> _Given records_

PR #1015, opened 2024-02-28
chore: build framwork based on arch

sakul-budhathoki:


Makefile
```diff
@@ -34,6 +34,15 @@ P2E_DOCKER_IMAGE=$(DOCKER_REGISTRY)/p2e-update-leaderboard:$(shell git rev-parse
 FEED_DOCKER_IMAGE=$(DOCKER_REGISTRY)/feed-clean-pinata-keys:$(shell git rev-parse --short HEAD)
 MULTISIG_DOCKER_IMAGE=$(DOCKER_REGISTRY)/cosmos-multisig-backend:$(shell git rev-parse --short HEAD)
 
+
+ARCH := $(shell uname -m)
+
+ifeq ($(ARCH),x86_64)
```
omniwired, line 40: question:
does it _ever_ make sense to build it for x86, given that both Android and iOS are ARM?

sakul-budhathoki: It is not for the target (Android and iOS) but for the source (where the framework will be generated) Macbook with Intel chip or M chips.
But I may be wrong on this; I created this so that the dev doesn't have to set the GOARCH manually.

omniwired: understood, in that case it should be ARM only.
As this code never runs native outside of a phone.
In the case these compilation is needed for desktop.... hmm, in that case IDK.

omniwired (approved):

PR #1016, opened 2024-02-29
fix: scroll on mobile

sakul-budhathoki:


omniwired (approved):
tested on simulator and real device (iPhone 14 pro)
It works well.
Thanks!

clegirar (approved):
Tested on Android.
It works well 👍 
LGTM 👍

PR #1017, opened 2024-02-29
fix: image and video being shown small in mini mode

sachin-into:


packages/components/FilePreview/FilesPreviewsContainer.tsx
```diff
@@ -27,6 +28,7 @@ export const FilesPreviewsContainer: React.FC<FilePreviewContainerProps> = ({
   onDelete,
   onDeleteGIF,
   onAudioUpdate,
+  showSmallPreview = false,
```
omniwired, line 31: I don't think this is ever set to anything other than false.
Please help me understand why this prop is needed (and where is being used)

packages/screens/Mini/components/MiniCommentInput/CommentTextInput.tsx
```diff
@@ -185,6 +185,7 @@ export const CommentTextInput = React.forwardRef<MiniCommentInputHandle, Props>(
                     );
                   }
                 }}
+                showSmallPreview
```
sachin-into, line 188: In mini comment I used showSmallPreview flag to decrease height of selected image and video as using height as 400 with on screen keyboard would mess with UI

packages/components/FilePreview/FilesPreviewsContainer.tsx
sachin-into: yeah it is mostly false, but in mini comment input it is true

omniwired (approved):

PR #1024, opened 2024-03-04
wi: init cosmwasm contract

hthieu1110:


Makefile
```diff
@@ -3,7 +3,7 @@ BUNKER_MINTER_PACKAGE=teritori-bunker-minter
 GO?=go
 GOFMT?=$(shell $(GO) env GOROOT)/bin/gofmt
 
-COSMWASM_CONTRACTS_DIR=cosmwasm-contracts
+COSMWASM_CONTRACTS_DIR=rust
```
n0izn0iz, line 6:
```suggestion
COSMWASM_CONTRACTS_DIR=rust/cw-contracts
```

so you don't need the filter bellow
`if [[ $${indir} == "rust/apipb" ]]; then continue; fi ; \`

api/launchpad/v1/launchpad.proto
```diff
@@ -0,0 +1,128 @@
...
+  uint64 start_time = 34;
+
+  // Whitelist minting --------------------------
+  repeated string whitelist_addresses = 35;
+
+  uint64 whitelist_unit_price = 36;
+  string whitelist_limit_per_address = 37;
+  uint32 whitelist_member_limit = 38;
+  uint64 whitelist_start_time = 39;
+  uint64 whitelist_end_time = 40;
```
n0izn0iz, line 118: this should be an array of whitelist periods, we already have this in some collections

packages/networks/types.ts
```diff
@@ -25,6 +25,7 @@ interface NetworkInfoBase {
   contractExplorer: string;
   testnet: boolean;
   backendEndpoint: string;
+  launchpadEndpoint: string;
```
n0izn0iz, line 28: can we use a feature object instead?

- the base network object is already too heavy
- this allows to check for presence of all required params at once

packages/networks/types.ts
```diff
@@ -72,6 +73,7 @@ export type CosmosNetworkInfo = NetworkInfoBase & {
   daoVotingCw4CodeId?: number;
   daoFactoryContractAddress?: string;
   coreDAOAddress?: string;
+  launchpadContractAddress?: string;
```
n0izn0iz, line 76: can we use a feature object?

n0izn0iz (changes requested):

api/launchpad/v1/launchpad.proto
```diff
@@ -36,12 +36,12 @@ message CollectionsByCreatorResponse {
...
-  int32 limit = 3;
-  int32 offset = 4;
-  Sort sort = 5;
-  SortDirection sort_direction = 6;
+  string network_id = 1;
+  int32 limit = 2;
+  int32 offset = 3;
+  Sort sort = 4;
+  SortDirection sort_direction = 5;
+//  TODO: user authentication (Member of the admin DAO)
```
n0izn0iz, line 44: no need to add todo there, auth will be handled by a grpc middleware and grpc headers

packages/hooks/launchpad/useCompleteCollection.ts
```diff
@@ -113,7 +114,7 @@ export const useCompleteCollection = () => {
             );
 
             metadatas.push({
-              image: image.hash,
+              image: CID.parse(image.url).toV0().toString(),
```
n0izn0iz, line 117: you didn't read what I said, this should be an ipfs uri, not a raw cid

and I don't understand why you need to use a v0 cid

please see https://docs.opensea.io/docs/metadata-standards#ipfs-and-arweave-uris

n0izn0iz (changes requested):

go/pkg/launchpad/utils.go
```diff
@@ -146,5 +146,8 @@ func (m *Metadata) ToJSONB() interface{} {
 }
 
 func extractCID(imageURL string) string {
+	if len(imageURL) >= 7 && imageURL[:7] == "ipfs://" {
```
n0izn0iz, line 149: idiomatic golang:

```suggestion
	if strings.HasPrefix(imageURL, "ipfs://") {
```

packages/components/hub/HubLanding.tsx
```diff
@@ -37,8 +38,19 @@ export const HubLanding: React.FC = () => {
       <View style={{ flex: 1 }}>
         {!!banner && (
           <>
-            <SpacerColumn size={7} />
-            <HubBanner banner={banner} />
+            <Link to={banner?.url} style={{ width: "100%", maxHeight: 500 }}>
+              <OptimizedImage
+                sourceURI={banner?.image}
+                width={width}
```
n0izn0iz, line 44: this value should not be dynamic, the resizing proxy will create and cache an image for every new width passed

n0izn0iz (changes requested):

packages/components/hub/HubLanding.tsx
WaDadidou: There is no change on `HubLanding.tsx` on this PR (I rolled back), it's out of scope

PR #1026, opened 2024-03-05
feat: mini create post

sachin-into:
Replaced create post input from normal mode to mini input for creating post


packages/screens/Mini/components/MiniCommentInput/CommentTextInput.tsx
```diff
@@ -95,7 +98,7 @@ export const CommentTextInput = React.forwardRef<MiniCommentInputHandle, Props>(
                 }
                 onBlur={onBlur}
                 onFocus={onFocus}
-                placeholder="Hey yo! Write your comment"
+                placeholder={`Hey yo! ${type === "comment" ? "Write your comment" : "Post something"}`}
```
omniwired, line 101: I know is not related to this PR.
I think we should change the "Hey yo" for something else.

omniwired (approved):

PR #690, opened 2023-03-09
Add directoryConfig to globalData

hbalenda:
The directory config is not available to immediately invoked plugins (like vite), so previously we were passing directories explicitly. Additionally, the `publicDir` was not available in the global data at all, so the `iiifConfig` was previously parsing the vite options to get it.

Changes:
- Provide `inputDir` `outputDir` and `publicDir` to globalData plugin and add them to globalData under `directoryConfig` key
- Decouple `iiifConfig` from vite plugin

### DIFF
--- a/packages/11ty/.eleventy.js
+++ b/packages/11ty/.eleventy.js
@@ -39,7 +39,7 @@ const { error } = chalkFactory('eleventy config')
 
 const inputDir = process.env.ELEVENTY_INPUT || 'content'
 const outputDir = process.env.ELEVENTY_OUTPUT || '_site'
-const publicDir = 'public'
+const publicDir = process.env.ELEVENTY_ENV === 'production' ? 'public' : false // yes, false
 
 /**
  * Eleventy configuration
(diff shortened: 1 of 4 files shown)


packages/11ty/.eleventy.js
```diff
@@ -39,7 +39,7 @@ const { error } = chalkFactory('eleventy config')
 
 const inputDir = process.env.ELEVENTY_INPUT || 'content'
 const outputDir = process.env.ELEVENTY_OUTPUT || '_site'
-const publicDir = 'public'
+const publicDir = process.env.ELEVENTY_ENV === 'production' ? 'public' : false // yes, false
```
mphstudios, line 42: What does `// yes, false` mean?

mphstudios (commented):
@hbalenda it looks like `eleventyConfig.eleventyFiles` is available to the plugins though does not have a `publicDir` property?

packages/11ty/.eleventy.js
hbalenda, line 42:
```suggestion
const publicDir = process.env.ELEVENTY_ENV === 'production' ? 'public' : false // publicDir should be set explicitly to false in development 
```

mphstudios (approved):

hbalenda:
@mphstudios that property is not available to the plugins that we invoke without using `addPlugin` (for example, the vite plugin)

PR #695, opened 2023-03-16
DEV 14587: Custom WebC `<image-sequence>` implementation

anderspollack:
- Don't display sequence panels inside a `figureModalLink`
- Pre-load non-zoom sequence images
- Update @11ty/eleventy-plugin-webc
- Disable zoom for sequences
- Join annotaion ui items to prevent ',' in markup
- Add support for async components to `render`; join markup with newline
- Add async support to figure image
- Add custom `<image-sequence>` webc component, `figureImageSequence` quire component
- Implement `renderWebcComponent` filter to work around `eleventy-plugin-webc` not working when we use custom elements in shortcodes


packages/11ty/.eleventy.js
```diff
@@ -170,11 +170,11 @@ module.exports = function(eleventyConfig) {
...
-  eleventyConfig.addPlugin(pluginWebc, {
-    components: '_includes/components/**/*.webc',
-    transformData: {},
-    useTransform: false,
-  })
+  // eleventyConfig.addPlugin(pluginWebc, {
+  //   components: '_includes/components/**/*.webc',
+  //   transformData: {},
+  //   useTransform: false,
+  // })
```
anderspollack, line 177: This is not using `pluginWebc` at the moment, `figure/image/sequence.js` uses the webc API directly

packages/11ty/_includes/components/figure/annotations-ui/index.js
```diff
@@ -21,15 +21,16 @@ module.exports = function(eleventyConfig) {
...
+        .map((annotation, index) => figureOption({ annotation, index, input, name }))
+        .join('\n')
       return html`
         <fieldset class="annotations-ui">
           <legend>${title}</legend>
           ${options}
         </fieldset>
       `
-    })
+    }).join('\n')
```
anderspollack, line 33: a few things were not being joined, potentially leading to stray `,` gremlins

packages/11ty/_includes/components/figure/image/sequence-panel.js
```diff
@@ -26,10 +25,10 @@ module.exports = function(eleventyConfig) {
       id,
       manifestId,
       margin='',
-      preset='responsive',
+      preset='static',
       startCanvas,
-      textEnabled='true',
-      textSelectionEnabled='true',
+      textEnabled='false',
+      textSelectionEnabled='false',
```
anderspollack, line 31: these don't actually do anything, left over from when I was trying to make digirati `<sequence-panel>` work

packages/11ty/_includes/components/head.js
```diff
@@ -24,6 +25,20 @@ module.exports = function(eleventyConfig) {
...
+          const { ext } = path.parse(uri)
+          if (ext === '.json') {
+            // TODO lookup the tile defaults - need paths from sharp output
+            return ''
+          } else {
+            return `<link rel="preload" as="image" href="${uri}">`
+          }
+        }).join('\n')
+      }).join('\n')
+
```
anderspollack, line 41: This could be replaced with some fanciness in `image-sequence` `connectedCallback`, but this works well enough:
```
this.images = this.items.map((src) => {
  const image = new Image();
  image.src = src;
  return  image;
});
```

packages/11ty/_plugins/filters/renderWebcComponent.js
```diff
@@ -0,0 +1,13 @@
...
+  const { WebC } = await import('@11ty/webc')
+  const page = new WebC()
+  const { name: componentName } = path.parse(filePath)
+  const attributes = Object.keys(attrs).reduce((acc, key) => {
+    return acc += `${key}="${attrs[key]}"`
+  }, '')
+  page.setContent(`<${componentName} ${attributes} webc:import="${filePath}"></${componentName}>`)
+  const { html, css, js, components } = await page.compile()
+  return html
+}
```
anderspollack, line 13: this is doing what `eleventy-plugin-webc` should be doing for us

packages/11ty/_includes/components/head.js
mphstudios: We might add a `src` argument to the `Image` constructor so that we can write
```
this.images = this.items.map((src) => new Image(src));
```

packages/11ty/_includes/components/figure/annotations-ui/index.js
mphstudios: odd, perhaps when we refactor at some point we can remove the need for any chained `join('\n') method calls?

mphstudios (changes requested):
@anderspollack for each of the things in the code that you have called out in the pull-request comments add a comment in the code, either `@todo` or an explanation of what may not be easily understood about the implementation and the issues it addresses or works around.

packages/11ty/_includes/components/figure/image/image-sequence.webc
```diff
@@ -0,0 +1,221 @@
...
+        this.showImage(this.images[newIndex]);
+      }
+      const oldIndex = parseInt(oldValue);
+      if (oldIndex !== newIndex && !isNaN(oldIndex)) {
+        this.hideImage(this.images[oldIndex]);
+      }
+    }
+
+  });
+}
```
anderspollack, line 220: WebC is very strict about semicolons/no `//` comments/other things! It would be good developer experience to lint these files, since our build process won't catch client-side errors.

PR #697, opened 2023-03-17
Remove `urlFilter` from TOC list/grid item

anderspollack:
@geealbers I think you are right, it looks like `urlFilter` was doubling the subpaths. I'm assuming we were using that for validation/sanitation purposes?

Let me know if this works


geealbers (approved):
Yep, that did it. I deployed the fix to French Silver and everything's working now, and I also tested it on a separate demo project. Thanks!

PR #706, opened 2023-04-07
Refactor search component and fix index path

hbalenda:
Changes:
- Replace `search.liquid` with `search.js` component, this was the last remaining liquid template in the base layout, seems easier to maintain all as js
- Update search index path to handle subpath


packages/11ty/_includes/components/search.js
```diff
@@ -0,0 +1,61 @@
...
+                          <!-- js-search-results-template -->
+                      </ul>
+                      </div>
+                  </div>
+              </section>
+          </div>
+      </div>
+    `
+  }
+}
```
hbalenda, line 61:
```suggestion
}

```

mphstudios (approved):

> _Exercise brief_
Using the entries above, give again each line from the one containing "Let me know if this works" through the last line, exactly and only those.

> _Task result_
Let me know if this works


geealbers (approved):
Yep, that did it. I deployed the fix to French Silver and everything's working now, and I also tested it on a separate demo project. Thanks!

PR #706, opened 2023-04-07
Refactor search component and fix index path

hbalenda:
Changes:
- Replace `search.liquid` with `search.js` component, this was the last remaining liquid template in the base layout, seems easier to maintain all as js
- Update search index path to handle subpath


packages/11ty/_includes/components/search.js
```diff
@@ -0,0 +1,61 @@
...
+                          <!-- js-search-results-template -->
+                      </ul>
+                      </div>
+                  </div>
+              </section>
+          </div>
+      </div>
+    `
+  }
+}
```
hbalenda, line 61:
```suggestion
}

```

mphstudios (approved):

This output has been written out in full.